* [EXERCISE AIM] Examine each line of the listing below. Copy those in which the string "slashdash" appears.

====

PR #435, opened 2024-12-15
Remove nonexistent equals-sign from the grammar

eilvelia:


zkat:
Aaaaa thank you. Nice catch

PR #437, opened 2024-12-16
add extra javascript implementation

bgotink:


zkat (approved):
oh exciting! another format-preserving one!!

PR #438, opened 2024-12-16
More tests for backslash behaviour

tjol:
Tests for the cases brought up by @eilvelia and @bgotink in #434, as well some more tests for (non-string) escline


tests/test_cases/input/escline_node.kdl
```diff
@@ -1,2 +1,3 @@
 node1
+\
```
tjol, line 2: Based on the filename I figured this test was missing something...

eilvelia:
Oh, I almost sent a similar PR :)

tests/test_cases/input/multiline_string_escape_newline_at_end.kdl
```diff
@@ -0,0 +1,4 @@
+node """
+    a
+   \
```
zkat, line 3: can you add the `_fail` equivalent to this (where `a` would end up indented less than the resolved prefix)

tests/test_cases/expected_kdl/multiline_string_double_backslash.kdl
```diff
@@ -0,0 +1 @@
+node "a\\ b\na\\b"
```
zkat, line 1: this makes me _uncomfortable_

tests/test_cases/input/escline_node.kdl
bgotink: This is allowed per spec, but I'm surprised by that.

`line-space` doesn't contain `escline`, only `node-space` has `escline`
All whitespace between nodes is `line-space`, so on first sight this test would be invalid, but&hellip;
`base-node` starts with `slashdash? type? node-space* string` which means this is valid

```kdl
node1
\
node2
```

but this isn't

```kdl
(lorem)node1
\
(lorem)node2
```

I personally always read (and implemented) the start of `base-node` as `slashdash? (type node-space*)? string`, as I interpreted the node-space to be meant as space between the type and name.

tests/test_cases/input/escline_alone.kdl
```diff
@@ -0,0 +1 @@
+\
```
tjol, line 1: Now I'm confused: is this actually allowed? I think it should be (just allow all whitespace to be escaped even if it's meaning less) but right now I'm not sure what the spec actually says right now

tests/test_cases/input/escline_node.kdl
zkat: ...I noticed this recently in kdl-rs too and it made me wonder whether `escline` _should_ be part of `line-space`.

tests/test_cases/expected_kdl/multiline_string_double_backslash.kdl
zkat: oh. Oh no it's fine. I misread it. For some reason I thought the string ended with a bell (`\b`). But no, this is fine.

tests/test_cases/input/escline_node.kdl
zkat: what in the spec allows this, btw?

tjol: Ah I see:
```
(type) \
node
```

is allowed and `(type)` is optional, therefore
```
\
node
```
is allowed.

Quite separately,
```
/- \
(type)node
```
and even
```
/-
\
(type)node
```
are allowed because `/-` can always be followed by `node-space`, even when not in a node.

IMHO, this is too confusing and `escline` belongs in `line-space`.

PR #33, opened 2017-03-22
Change demos to use different ports

### LINKED ISSUE #32: Allow OpenFin & Electron demos to be run at the same time
Both use port 5000, would be good to have a different port for each. Although this is complicated by having them both share `hiddenMainWindow.html`.

BenLambertNcl:
Run all three demos on different ports so they can be run at the same time. Uses `location.port` when creating new windows.

Closes #32


jleft (commented):
LGTM, but it looks like the messaging API demo code in api-specification has a hard-coded URL with port 5000 - should this be updated to work across all platforms?

BenLambertNcl:
Good spot. I think we can use `location.port` in the JavaScript for now, but maybe it would be best to inject this somehow once we have a build stage.

jleft (approved):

====

* [TASK OUTPUT]
`base-node` starts with `slashdash? type? node-space* string` which means this is valid
I personally always read (and implemented) the start of `base-node` as `slashdash? (type node-space*)? string`, as I interpreted the node-space to be meant as space between the type and name.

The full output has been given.